SG: O mundo está repleto de causas importantes e de desafios nos quais poderia gastar o seu tempo, energia e dinheiro. Por que motivo escolheu esta missão?
MD: Estabeleci uma parceria com Gary White [engenheiro e empreendedor social] e fundámos em conjunto a water.org. Usamos na prática os conceitos do microcrédito direccionando-os para a água e o saneamento básico: fornecemos empréstimos para que as pessoas se liguem a um sistema de tratamento de águas ou possam construir uma latrina em casa. Já alcançámos 5,5 milhões de pessoas, e vamos alcançar [mais] 2,5 milhões só este ano.

SG: Um dos aspectos que o nosso jornalista detectou enquanto trabalhava nesta reportagem traduzia-se nas imensas inibições culturais: em vários pontos do mundo, as pessoas diziam-lhe que gostavam de ir para a rua. Achavam mais higiénico sair de casa e ir para o campo.
MD: Sim, se não tiver canalização para transportar os resíduos, isso é verdade. Se for à Índia, encontrará campos gigantes onde toda a comunidade defeca ao ar livre.

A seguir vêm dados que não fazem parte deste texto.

PR #4383, opened 2025-11-21
MSC4383: Client-Server Discovery of Server Version

jevolk:
[rendered](https://github.com/matrix-construct/matrix-refreshed/blob/jevolk/client-server-info/proposals/4383-client-server-info.md)

## Implementations

- **Server**: [Tuwunel](https://github.com/matrix-construct/tuwunel) (shipped in v1.6.2), populating the `server` object on `GET /_matrix/client/versions` and advertising `net.zemos.msc4383` in `unstable_features`.
- **Protocol types**: [ruma/ruma#2495](https://github.com/ruma/ruma/pull/2495) adds the `Server` struct and the `Response.server` field behind the `unstable-msc4383` Cargo feature.
- **Client SDK**: [matrix-org/matrix-rust-sdk#6622](https://github.com/matrix-org/matrix-rust-sdk/pull/6622) rewrites `Client::server_vendor_info` to prefer the client-server source, falling back to `GET /_matrix/federation/v1/version` only when the object is absent. The feature is enabled by default in `matrix-sdk-ffi`, so applications consuming the FFI binding acquire the client-server path on rebuild without an app-side flag.

## Pre-acceptance checklist

- [x] Are appropriate implementation(s) specified in the MSC's PR description? (See above.)
- [x] Are all MSCs that this MSC depends on already accepted? (No dependencies.)
  - [x] Have authentication requirements been specified? (`GET /_matrix/client/versions` remains unauthenticated.)
  - [x] Have rate-limiting requirements been specified? (Not rate-limited.)
  - [x] Have guest access requirements been specified? (Guest-access restrictions are not applicable.)
  - [x] Are error responses specified? (No new error responses; the field is purely additive on the existing response body.)
    - [x] Does each error case have a specified `errcode` and HTTP status code? (N/A.)
      - [x] If a new `errcode` is introduced, is it clear that it is new? (N/A.)
- [x] Will the MSC require a new room version, and if so, has that been made clear? (No new room version.)
  - [x] Is the reason for a new room version clearly stated? (N/A.)
- [x] Are backwards-compatibility concerns appropriately addressed? (See §Backwards Compatibility: additive wire shape, `unstable_features` advertise gate, and SDK migration path preserving the existing `Client::server_vendor_info` contract.)
- [x] Are the endpoint conventions honoured?
  - [x] Do HTTP endpoints `use_underscores_like_this`? (Existing endpoint; convention preserved.)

Mas isso está a mudar, e a mudar muito rapidamente, penso que em grande parte por causa dos jovens.”

SG: É interessante mencionar os jovens. Um dos locais onde recolhemos informação para a reportagem foi o Vietname e o problema parece estar em vias de resolução porque as crianças vão à escola e há casas de banho na escola. E elas regressam a casa e aconselham os pais a modificar um hábito cultural.
MD: Sim, certo, é mesmo isso.

SG: A Organização das Nações Unidas projectou o objectivo de até 2030 eliminar a defecação ao ar livre. Acredita que existe alguma maneira de nos aproximarmos disso?
MD: Definitivamente até 2030.

SG: Faltam apenas 13 anos.
MD: Eu sei. Mas está a acontecer rapidamente.

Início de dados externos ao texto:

PR #4386, opened 2025-12-08
MSC4386: Automatically sharing secrets after device verification

uhoreg:
[Rendered](https://github.com/uhoreg/matrix-doc/blob/sharing_secrets_after_verification/proposals/4386-sharing-secrets-after-verification.md)

Disclosure: I am a member of the Element crypto team, and of the Spec Core Team. This proposal is written as a member of the Element crypto team.

### DIFF
--- a/proposals/4386-sharing-secrets-after-verification.md
+++ b/proposals/4386-sharing-secrets-after-verification.md
@@ -1,4 +1,4 @@
-# MSCxxxx: Automatically sharing secrets after device verification
+# MSC4386: Automatically sharing secrets after device verification
 
 Currently, after a user verifies a new device, in many clients, the new device
 [requests secrets](https://spec.matrix.org/v1.16/client-server-api/#sharing)
@@ -196,9 +196,9 @@ verification, this is not a problem.
 
 Before this MSC is accepted, the following names are used:
 
-- `io.element.mscxxxx.secrets` instead of `secrets` for the property name in
+- `io.element.msc4386.secrets` instead of `secrets` for the property name in
   `m.key.verification.request`/`m.key.verification.ready` events, and
-- `io.element.mscxxxx.key.verification.secrets` instead of `m.key.verification.secrets`
+- `io.element.msc4386.key.verification.secrets` instead of `m.key.verification.secrets`
   for the event type.
 
 ## Dependencies


proposals/4386-sharing-secrets-after-verification.md
turt2live, line 1: Implementation requirements:

* [ ] Sending client
* [ ] Receiving client (ideally different from the sending one)

proposals/4386-sharing-secrets-after-verification.md
```diff
@@ -0,0 +1,206 @@
...
+    "from_device": "DEVICEB",
+    "methods": ["m.sas.v1"],
+    "transaction_id": "a_unique_string",
+    "secrets": {
+      "available": [
+        "m.cross_signing.master",
+        "m.cross_signing.self_signing",
+        "m.cross_signing.user_signing"
+      ],
+      "requested": ["org.example.custom"]
```
Johennes, line 143: Wouldn't DEVICEB already know that DEVICEA cannot provide this secret based on the earlier verification request?

proposals/4386-sharing-secrets-after-verification.md
```diff
@@ -0,0 +1,206 @@
...
+DEVICEB, and so doesn't send one.  But notices that it expects to receive one,
+so it waits until it receives the `m.key.verification.secrets` event from
+DEVICEB, and then sends an `m.key.verification.done` event.
+
+FIXME: add some examples of how clients could use the `secrets` property and
+`m.missing_secrets` code to provide feedback to user.
+
+## Potential issues
+
+None?
```
Johennes, line 183: When using in-room verification, I think, you could theoretically run into the 64KiB event size limit? Secrets stored in account data won't be subject to this limit. Even if they were, you could exceed it because multiple secrets are combined in a single `m.key.verification.secrets` event.

This is probably not a practical problem because secrets should normally be relatively small. So I'm not sure if we really need to do anything. Maybe a dedicated error code at most?

uhoreg: We don't share secrets with other users, and in-room verification is only used for verifying other users.

But yes, we should be aware of event sizes.  It shouldn't be a problem for now because we only have a small number of secrets, and each secret is small, but maybe in the future.  I'll add a comment..

proposals/4386-sharing-secrets-after-verification.md
uhoreg: Yes, it if wanted to, DEVICEB could tailor its response based on what it saw from DEVICEA's event.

SG: Mencionou que, ao desenvolver este trabalho, ouve histórias comoventes. Que tipo de coisas lhe contam as pessoas?
MD: Encontrei uma menina de 13 anos, e a minha filha mais velha tinha 13 na época. Liguei-me a essa criança. Foi no Haiti e nós ajudámos a trazer água para aquela aldeia que não a tinha. E essa menina de 13 anos já não precisava de procurar água durante três a quatro horas todos os dias. Perguntei-lhe: “O que vais fazer com todo esse tempo extra? Ficas com mais tempo para os trabalhos de casa?” E ela olhou para mim e disse- -me: “Eu não preciso de mais tempo para os trabalhos de casa. Sou a criança mais inteligente da minha classe.” Eu sabia que ela estava a dizer a verdade e provoquei-a: “Muito bem, espertalhona, o que vais fazer com esse tempo de sobra?” Ela olhou para mim e respondeu: “Vou brincar.” A resposta comoveu-me porque as crianças não deveriam estar sobrecarregadas com tarefas. Essas crianças deveriam estar a brincar. É nisso que os nossos filhos pensam e é nisso que estas crianças deveriam pensar.